Anhand dieser Auswahl sehen Sie genau, dass die „Influencer“ nicht nur auf Social Media zu finden sind. Doch vor allem, weil die Konsumenten laut einer Umfrage des Handelsverbands Deutschland (HDE) auf Online-Shopping-Tour wandelt, ist das Potenzial für das Marketing scheinbar unendlich.

Hier stellen sich nun neue Fragen, denn der wesentliche Unterschied zwischen dem realen Verkaufsraum und einem Onlineshop besteht darin, dass zweiterer keinen vollständigen Zugriff auf alle unsere Sinne hat. Sinne sind nun mal die Empfänger der emotionsauslösenden Reize. Was im Geschäft die Sensorik ist, muss daher im E-Commerce an anderer Stelle ausgebaut werden, um die Käufer emotional abzuholen.

4. Welche Sinne werden im Internet Geschäft angesprochen und wie wird das gemacht?

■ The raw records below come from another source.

PR #8428, opened 2018-10-24
Introduce SingleThreadEventLoop.registeredChannels

### LINKED ISSUE #8276: Feature request: Exposing Number of Channels per Eventloop
Netty doesn't expose the number of channels per event loop for Kqueue|Epoll|Nio. It might be helpful for monitoring performances to expose this. 
Could also be useful for a better way of assigning channels to event loops as well. (My results on this were inconclusive, but the simulations I wrote might not be good).

vkostyukov:
Motivation:

Systems depending on Netty may benefit (telemetry, alternative even loop scheduling algorithms) from knowing the number of channels assigned to each `EventLoop`.

Modification:

Expose the number of channels registered in the `EventLoop` via `SingleThreadEventLoop.registeredChannels`.

Result:

Fixes #8276.

### DIFF
--- a/testsuite/src/main/java/io/netty/testsuite/transport/AbstractSingleThreadEventLoopTest.java
+++ b/testsuite/src/main/java/io/netty/testsuite/transport/AbstractSingleThreadEventLoopTest.java
@@ -1,0 +1,53 @@
+/*
+ * Copyright 2019 The Netty Project
+ *
+ * The Netty Project licenses this file to you under the Apache License,
+ * version 2.0 (the "License"); you may not use this file except in compliance
+ * with the License. You may obtain a copy of the License at:
+ *
+ *   http://www.apache.org/licenses/LICENSE-2.0
+ *
+ * Unless required by applicable law or agreed to in writing, software
+ * distributed under the License is distributed on an "AS IS" BASIS, WITHOUT
+ * WARRANTIES OR CONDITIONS OF ANY KIND, either express or implied. See the
+ * License for the specific language governing permissions and limitations
+ * under the License.
+ */
+package io.netty.testsuite.transport;
+
+import org.junit.Test;
+
+import io.netty.channel.Channel;
+import io.netty.channel.EventLoopGroup;
+import io.netty.channel.SingleThreadEventLoop;
+import io.netty.channel.socket.ServerSocketChannel;
+
+import static org.junit.Assert.*;
+
+public abstract class AbstractSingleThreadEventLoopTest {
+
+    @Test
+    public void testChannelsRegistered()  {
+        EventLoopGroup group = newEventLoopGroup();
+        final SingleThreadEventLoop loop = (SingleThreadEventLoop) group.next();
+
+        try {
+            final Channel ch1 = newChannel();
+            final Channel ch2 = newChannel();
+
+            assertEquals(0, loop.registeredChannels());
+
+            assertTrue(loop.register(ch1).syncUninterruptibly().isSuccess());
+            assertTrue(loop.register(ch2).syncUninterruptibly().isSuccess());
+            assertEquals(2, loop.registeredChannels());
+
+            assertTrue(ch1.deregister().syncUninterruptibly().isSuccess());
+            assertEquals(1, loop.registeredChannels());
+        } finally {
+            group.shutdownGracefully();
+        }
+    }
+
+    protected abstract EventLoopGroup newEventLoopGroup();
+    protected abstract ServerSocketChannel newChannel();
+}
--- a/transport-native-epoll/src/main/java/io/netty/channel/epoll/EpollEventLoop.java
+++ b/transport-native-epoll/src/main/java/io/netty/channel/epoll/EpollEventLoop.java
@@ -227,6 +227,11 @@ class EpollEventLoop extends SingleThreadEventLoop {
         this.ioRatio = ioRatio;
     }
 
+    @Override
+    public int registeredChannels() {
+        return channels.size();
+    }
+
     private int epollWait(boolean oldWakeup) throws IOException {
         // If a task was submitted when wakenUp value was 1, the task didn't get a chance to produce wakeup event.
         // So we need to check task queue again before calling epoll_wait. If we don't, the task might be pended
--- a/transport-native-kqueue/src/main/java/io/netty/channel/kqueue/KQueueEventLoop.java
+++ b/transport-native-kqueue/src/main/java/io/netty/channel/kqueue/KQueueEventLoop.java
@@ -310,6 +310,11 @@ final class KQueueEventLoop extends SingleThreadEventLoop {
     }
 
     @Override
+    public int registeredChannels() {
+        return channels.size();
+    }
+
+    @Override
     protected void cleanup() {
         try {
             try {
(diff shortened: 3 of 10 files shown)


normanmaurer:
@netty-bot test this please

transport-native-epoll/src/main/java/io/netty/channel/epoll/EpollEventLoop.java
```diff
@@ -229,6 +229,11 @@ public void setIoRatio(int ioRatio) {
         this.ioRatio = ioRatio;
     }
 
+    @Override
+    public int registeredChannels() {
+        return channels.size();
```
normanmaurer: I think this does not really work as `channels` is not thread-safe.

transport-native-kqueue/src/main/java/io/netty/channel/kqueue/KQueueEventLoop.java
```diff
@@ -313,6 +313,11 @@ public void setIoRatio(int ioRatio) {
         this.ioRatio = ioRatio;
     }
 
+    @Override
+    public int registeredChannels() {
+        return jniChannelPointers.size();
```
normanmaurer: I think this does not really work as `jniChannelPointers` is not thread-safe.

transport-native-epoll/src/main/java/io/netty/channel/epoll/EpollEventLoop.java
vkostyukov: I'd imagine maintaining a separate (volatile) counter for the number of channels involves some overhead that we could possible avoid accepting that the numbers may not be super precise. This is, perhaps, not a big deal for observability but can surely hurt if we decide to load-balance channels based on it.

What do you think about hoisting such counter under `SingleThreadEvelLoop`; increment it on `register` and decrement it on `channel.closePromise` resolution?

normanmaurer: @vkostyukov the problem here is that it is possible that a `Channel` will be deregistered but not closed. Also a `Channel` may be re-registered to an other EventLoop.

normanmaurer: @vkostyukov did you see this ?

medusar: @normanmaurer @vkostyukov `channels` are stored in `IntObjectHashMap`, as for method `size()`, i think it will be ok even if the `IntObjectHashMap` is not thread safe, because sometimes we don't need the `size()` to be very precise. Maybe we can change the `registeredChannels ` method name or add some information in the doc ?

vkostyukov: Right. This operation is pretty racy by nature and maybe it's fine if we're not super precise (as long as we document it). I'd imagine these pointers will be flushed pretty quickly on modern hardware anyway.

Happy to add some JavaDoc here explaining the trade off.

normanmaurer: @vkostyukov that's "ok" with me... That said I think we should "fix" this for netty 5 fundamentally. See https://github.com/netty/netty/pull/8680

vkostyukov:
@normanmaurer What do you think is missing here? 

We just talked about this again and would love to have that in 4.x.

transport/src/main/java/io/netty/channel/SingleThreadEventLoop.java
```diff
@@ -148,6 +148,14 @@ public int pendingTasks() {
         return super.pendingTasks() + tailTasks.size();
     }
 
+    /**
+     * Returns the number of {@link Channel}s registered with this {@link EventLoop} or {@code -1}
+     * if operation is not supported.
```
normanmaurer: @vkostyukov please just add some sentence that the number may be not 100 % correct.

normanmaurer: Also please tag the method with `@UnstableAPI`

vkostyukov: Done. Let me know what do you think.

normanmaurer:
@vkostyukov looks good ... can you just add a test case and then we can merge

vkostyukov:
> @vkostyukov looks good ... can you just add a test case and then we can merge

Es ist gar nicht so schwer zu beantworten, denn sicher haben Sie schon einmal davon gehört. Ist einer Ihrer Sinne eingeschränkt, scheint ein anderer automatisch besser zu funktionieren. Daraus schließt das Online-Marketing vor allem auf visuelle Reize zu setzen, um die Suchanfragen der potenziellen Kundin oder des Kunden bestmöglich zu beantworten. Eine ästhetische Ausgestaltung des virtuellen Verkaufsraumes ist besonders wirksam durch Bilder von sympathischen Menschen, Tieren, Lebewesen und Lebenswelten, durch die den Konsumenten ein Ideenkontext vorgelebt wird. Hier auf die soeben genannten Effekte zurückgegriffen. Ein herausragendes Beispiel für die Nutzung eines Effektes ist die Parfümerie Douglas, die den Exklusivitätseffekt durch Rabatte und Bonusprogramme sowie einer reichen Auswahl, perfektioniert hat. Ebenso das Kleidungslabel H&M, das Sie fragt, ob Sie schon Member sind und damit auf Ihren Status aufmerksam macht.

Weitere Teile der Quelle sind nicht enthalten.